=== Data extracts ===
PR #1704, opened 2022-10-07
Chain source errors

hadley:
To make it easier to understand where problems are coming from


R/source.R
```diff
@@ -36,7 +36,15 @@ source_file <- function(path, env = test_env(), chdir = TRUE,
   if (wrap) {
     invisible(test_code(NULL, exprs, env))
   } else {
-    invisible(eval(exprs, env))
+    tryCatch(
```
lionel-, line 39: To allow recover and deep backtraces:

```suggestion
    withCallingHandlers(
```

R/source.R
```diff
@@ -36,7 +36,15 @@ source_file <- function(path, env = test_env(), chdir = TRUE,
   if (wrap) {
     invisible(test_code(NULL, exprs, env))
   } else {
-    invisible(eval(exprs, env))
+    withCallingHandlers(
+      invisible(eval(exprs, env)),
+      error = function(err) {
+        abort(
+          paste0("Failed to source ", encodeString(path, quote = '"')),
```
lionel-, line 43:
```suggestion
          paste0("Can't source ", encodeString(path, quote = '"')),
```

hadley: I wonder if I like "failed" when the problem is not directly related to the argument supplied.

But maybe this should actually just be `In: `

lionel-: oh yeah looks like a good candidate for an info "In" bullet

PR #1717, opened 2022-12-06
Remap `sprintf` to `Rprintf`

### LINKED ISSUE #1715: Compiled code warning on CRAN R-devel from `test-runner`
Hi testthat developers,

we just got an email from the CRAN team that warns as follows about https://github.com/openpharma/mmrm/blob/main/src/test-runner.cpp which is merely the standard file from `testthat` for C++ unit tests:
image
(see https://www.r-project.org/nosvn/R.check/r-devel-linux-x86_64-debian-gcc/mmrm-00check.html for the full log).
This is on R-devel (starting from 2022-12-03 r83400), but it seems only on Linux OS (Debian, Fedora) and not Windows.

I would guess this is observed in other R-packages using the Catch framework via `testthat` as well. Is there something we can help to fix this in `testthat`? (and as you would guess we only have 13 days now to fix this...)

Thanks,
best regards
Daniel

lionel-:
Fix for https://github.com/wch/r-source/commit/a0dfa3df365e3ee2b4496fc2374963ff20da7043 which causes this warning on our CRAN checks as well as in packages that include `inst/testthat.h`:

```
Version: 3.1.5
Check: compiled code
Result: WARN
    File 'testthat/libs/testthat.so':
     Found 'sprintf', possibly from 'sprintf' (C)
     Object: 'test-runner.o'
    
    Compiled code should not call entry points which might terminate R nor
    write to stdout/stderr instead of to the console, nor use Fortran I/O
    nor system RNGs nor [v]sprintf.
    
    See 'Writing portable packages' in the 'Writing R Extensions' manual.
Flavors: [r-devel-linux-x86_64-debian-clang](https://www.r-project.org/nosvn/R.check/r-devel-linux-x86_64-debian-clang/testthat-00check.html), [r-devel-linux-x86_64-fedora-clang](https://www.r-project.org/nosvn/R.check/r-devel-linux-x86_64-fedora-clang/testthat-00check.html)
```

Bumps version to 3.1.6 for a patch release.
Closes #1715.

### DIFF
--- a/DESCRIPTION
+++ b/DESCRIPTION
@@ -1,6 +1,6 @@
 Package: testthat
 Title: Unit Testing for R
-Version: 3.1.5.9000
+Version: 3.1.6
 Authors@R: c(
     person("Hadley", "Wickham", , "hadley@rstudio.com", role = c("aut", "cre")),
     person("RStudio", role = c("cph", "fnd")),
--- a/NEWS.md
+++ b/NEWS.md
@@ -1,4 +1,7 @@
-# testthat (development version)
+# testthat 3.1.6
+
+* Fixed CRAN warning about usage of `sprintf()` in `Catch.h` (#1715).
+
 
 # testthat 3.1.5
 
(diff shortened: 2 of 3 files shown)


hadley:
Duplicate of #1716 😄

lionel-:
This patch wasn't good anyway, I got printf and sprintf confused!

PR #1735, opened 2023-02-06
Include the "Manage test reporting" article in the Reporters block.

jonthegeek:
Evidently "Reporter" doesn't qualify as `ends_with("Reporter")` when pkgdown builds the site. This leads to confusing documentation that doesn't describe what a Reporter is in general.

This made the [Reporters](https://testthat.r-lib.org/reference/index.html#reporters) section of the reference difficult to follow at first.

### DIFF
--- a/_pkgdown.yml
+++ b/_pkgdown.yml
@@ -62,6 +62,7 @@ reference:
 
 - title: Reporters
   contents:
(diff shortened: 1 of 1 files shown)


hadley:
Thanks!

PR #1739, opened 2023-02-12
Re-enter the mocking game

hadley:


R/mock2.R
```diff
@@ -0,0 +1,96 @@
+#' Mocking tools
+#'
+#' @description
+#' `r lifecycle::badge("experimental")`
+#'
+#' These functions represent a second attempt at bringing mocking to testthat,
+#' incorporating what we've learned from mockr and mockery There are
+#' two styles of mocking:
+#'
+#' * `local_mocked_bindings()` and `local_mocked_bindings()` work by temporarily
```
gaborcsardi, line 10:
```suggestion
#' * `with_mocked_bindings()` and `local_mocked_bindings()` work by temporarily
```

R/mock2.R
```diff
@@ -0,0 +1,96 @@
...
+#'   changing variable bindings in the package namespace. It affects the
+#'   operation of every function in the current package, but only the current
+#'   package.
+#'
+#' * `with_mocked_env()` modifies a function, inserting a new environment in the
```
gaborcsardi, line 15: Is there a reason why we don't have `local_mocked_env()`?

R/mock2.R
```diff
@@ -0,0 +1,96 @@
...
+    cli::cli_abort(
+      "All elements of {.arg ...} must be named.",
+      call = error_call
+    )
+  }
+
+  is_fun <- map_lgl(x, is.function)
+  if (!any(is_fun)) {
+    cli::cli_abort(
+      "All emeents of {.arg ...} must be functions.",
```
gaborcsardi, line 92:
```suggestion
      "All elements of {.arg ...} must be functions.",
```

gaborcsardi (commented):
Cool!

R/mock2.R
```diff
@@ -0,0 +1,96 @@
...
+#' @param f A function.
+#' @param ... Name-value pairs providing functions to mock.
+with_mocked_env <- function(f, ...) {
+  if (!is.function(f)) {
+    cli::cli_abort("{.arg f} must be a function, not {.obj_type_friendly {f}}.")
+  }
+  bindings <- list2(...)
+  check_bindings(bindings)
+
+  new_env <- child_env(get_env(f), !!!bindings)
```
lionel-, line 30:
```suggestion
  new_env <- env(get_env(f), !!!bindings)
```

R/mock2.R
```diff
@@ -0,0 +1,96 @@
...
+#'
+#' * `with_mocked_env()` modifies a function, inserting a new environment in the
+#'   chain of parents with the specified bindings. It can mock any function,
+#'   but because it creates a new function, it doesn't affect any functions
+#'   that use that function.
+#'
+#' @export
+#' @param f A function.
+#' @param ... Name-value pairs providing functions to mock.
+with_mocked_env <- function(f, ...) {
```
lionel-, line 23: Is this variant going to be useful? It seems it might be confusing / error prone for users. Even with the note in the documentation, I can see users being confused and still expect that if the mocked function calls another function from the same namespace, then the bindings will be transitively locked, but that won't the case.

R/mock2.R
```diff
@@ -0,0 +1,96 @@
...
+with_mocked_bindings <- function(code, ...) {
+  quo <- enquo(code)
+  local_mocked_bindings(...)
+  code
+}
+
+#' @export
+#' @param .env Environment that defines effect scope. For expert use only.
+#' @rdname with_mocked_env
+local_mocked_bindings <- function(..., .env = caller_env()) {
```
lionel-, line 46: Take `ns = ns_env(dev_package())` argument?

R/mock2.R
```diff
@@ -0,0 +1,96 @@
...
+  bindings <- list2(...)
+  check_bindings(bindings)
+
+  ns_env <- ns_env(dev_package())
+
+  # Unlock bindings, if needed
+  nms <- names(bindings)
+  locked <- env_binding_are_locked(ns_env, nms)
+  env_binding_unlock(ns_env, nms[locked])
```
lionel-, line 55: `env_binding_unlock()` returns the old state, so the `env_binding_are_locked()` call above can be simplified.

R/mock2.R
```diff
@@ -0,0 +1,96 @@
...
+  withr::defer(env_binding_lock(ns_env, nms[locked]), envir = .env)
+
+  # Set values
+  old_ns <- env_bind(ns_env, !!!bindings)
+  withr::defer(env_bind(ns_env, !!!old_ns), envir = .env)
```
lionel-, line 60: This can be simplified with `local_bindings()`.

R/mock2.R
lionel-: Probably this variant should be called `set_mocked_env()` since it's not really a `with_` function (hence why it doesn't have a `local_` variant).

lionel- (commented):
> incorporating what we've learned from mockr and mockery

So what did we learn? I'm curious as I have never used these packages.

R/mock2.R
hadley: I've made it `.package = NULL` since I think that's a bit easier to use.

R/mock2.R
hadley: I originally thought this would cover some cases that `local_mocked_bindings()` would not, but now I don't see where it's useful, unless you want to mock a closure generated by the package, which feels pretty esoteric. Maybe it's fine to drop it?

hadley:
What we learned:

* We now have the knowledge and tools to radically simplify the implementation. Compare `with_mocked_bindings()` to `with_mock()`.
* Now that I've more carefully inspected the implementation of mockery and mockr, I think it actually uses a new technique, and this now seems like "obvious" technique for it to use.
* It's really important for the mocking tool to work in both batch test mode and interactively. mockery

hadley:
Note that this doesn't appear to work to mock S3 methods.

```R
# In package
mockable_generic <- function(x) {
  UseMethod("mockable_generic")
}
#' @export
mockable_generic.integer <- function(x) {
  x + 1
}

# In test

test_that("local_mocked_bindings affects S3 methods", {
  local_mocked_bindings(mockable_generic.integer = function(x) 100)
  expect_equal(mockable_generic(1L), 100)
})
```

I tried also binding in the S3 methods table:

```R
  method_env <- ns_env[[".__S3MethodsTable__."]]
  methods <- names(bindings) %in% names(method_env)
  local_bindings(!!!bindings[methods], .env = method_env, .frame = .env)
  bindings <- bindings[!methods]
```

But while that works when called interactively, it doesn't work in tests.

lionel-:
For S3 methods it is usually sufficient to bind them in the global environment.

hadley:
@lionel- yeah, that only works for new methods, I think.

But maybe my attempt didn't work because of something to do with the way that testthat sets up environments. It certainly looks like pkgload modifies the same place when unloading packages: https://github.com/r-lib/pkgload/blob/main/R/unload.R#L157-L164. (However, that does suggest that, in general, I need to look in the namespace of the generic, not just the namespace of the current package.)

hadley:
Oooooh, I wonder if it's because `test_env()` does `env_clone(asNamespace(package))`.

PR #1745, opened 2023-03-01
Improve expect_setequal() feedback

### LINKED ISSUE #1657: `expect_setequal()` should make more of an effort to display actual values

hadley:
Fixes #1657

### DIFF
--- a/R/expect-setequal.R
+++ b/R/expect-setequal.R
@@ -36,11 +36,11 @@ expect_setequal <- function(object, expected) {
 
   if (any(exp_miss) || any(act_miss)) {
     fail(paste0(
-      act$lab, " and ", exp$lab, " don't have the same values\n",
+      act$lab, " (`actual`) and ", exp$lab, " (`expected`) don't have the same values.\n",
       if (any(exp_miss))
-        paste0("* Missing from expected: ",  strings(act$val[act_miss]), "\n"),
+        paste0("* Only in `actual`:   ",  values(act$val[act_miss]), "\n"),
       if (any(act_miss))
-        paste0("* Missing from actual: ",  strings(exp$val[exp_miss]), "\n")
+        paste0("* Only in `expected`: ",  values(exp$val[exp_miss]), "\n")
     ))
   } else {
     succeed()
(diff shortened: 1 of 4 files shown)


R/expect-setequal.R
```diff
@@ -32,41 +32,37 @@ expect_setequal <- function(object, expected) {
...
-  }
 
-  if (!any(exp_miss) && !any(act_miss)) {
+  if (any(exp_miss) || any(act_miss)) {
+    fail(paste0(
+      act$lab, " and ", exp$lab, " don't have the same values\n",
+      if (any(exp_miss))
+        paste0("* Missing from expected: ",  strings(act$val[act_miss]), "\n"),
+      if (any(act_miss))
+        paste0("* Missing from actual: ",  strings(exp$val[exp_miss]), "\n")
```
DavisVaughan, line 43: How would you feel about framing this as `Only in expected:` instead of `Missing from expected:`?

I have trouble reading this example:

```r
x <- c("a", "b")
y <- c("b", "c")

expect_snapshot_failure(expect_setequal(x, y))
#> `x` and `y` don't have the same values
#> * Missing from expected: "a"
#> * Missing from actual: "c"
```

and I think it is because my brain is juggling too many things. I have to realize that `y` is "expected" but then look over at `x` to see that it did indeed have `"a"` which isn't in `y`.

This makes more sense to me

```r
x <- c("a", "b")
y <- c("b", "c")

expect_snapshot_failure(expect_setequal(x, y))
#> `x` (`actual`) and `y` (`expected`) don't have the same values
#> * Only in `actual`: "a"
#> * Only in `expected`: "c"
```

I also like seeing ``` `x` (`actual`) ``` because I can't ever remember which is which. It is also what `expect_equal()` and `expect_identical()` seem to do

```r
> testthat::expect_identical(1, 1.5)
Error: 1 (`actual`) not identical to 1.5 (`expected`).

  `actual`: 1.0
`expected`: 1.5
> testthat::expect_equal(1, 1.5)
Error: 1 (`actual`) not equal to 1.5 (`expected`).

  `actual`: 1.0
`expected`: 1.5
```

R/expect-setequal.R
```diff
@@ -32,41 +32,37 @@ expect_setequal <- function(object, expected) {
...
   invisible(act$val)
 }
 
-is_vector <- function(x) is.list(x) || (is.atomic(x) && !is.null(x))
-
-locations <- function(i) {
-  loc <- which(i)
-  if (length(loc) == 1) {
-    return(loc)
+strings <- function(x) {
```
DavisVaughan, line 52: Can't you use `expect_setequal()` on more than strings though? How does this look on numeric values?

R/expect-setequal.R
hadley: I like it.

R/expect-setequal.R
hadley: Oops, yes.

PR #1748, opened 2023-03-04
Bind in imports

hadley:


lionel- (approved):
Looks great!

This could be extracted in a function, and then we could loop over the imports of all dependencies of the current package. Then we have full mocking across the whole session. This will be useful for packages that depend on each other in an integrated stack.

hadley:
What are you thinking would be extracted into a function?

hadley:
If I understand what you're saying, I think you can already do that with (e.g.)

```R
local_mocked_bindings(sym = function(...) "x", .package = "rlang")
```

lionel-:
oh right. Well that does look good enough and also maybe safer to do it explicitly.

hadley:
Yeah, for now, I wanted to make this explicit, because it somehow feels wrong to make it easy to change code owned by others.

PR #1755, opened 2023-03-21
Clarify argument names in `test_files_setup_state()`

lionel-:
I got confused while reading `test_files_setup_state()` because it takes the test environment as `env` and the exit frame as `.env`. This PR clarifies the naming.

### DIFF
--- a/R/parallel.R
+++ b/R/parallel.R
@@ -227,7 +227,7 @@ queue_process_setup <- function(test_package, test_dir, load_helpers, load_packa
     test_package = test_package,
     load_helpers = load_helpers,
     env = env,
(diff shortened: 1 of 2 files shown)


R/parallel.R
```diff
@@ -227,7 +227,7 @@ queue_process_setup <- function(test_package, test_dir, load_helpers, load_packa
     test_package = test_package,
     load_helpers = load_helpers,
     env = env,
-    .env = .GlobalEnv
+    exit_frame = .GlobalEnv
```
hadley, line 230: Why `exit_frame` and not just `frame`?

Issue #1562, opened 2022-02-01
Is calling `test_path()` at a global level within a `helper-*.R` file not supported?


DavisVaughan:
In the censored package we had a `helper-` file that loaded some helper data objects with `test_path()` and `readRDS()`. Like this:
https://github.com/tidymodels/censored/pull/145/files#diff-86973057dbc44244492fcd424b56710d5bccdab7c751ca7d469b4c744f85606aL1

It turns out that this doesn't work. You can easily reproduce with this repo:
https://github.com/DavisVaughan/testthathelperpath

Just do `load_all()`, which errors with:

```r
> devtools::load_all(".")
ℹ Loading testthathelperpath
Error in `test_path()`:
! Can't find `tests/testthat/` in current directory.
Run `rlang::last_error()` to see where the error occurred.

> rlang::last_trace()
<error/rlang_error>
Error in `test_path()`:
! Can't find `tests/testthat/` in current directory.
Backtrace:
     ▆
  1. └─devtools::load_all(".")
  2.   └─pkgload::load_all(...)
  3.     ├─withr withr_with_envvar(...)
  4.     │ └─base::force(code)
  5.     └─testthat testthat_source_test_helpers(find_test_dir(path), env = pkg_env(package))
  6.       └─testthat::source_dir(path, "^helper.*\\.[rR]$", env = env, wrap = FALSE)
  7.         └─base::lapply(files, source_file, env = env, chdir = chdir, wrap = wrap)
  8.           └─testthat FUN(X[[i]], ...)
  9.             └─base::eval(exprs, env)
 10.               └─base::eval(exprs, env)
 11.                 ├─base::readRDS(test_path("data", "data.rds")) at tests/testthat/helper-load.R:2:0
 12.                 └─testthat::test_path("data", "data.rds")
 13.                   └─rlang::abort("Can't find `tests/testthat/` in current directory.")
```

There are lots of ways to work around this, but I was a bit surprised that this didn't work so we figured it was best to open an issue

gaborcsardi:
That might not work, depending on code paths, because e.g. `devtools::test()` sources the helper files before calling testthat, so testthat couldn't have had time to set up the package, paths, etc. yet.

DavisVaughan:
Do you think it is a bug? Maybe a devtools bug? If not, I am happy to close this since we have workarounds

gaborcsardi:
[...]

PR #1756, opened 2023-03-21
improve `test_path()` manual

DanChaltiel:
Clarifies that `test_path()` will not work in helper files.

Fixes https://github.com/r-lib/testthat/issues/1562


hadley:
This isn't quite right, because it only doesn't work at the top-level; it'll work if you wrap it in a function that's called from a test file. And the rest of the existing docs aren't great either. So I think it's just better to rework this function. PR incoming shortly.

=== Exercise aim ===
For every line above that has "warning" in it, copy the line.

=== Result of this task ===
### LINKED ISSUE #1715: Compiled code warning on CRAN R-devel from `test-runner`
Fix for https://github.com/wch/r-source/commit/a0dfa3df365e3ee2b4496fc2374963ff20da7043 which causes this warning on our CRAN checks as well as in packages that include `inst/testthat.h`:
+* Fixed CRAN warning about usage of `sprintf()` in `Catch.h` (#1715).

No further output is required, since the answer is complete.